The Starr Theater at Alice Tully Hall, photo Iwan Baan

Chamber Music Society of Lincoln Center
Tuesday, February 24, 2009 at 7:30 PM

[For a discussion of the new and the old Alice Tully Hall, see now, my conversation with Paula Robison on The Berkshire Review, an International Journal for the Arts.]

Johann Gottlieb Goldberg (formerly attr. Johann Sebastian Bach), Trio Sonata in C major for Flute, Violin and Continuo, BWV 1037

Felix Mendelssohn, Fugue in E-flat major for String Quartet, Op. 81, No. 4

Anton Webern, Six Bagatelles for String Quartet, Op. 9

Hugo Wolf, Italian Serenade for String Quartet

George Tsontakis, AnTHem for Flute, Clarinet, Violin, Cello, and Piano (CMS Commission, World Premiere)

Yan Maresz, Entrelacs for Flute, Clarinet, Cello, Bass, Piano, and Vibraphone

William Bolcom, Shakyamani for Piccolo/Flute, E Flat/B Flat Clarinets, Two Violins, Viola, Cello, Double Bass, Piano, and Percussion (CMS Commission, World Premiere)

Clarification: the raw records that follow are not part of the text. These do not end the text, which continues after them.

PR #2622, opened 2020-10-26
fix: min macos

### LINKED ISSUE #2620: [BUG] Setup helpers: don't set minimum macOS higher than current macOS
## Issue description

Currently the minimum macOS version is set to 10.14, even if you run on 10.13 or 10.12. While users should set the correct environment variable instead, the default should be smarter and not set a number lower than the current macOS version.

Also see https://github.com/pybind/python_example/issues/44 

## Reproducible example code

Seen in https://github.com/pybind/python_example/pull/64.

henryiii:
## Description

Closes #2620. On macOS 10.13, with automatic discovery on, the C++17 flag would work, and the min macOS version would be set to 10.14!

## Suggested changelog entry:

```rst
* setup_helpers will no longer set a minimum macOS version lower than the current version.
```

Ludwig van Beethoven, Septet in E-flat major for Winds and Strings, Op. 20

Charles Wadsworth, Wu Han, pianos; Jaime Laredo, violin; Paul Neubauer, viola; David Finckel (inidsposed), Gary Hoffman, Fred Sherry, cellos; Edgar Meyer, Kurt Muroki, double basses; Orion String Quartet (Daniel Phillips, Todd Phillips, violins; Steven Tenenbom, viola; Timothy Eddy, cello); Tara Helen O’Connor, Paula Robison, flutes; Jose Franch-Ballester, David Shifrin, clarinets; Milan Turkovic, bassoon; Radovan Vlatkovic, horn; Ayano Kataoka, percussion

Any one who did not experience the Upper West Side in the late 1960s, when Lincoln Center was nearing completion, or who has forgotten, might read Saul Bellow’s Mr. Sammler’s Planet. There was an apocalyptic feeling in the air—more palpable than anything the Bush administration tried to conjure up— as one negotiated panhandlers, muggers, hippies, and refuse, as one made one’s way up and down Broadway. These public phenomena have not vanished, but New York had reached a peak of dysfunctionality, and western civilization seemed to be self-destructing at a fierce boil: cities were decaying around the country, reading and writing seemed doomed to obsolescence, tv was king, and a lot of people were worried about the cultural partnership of drugs and music. In a few sentences, Bellow conjures up what all this felt like on the street. Exposed glass walls seemed no more than an invitation to vandals, and check points were beginning to appear in the seedy lobbies of public buildings.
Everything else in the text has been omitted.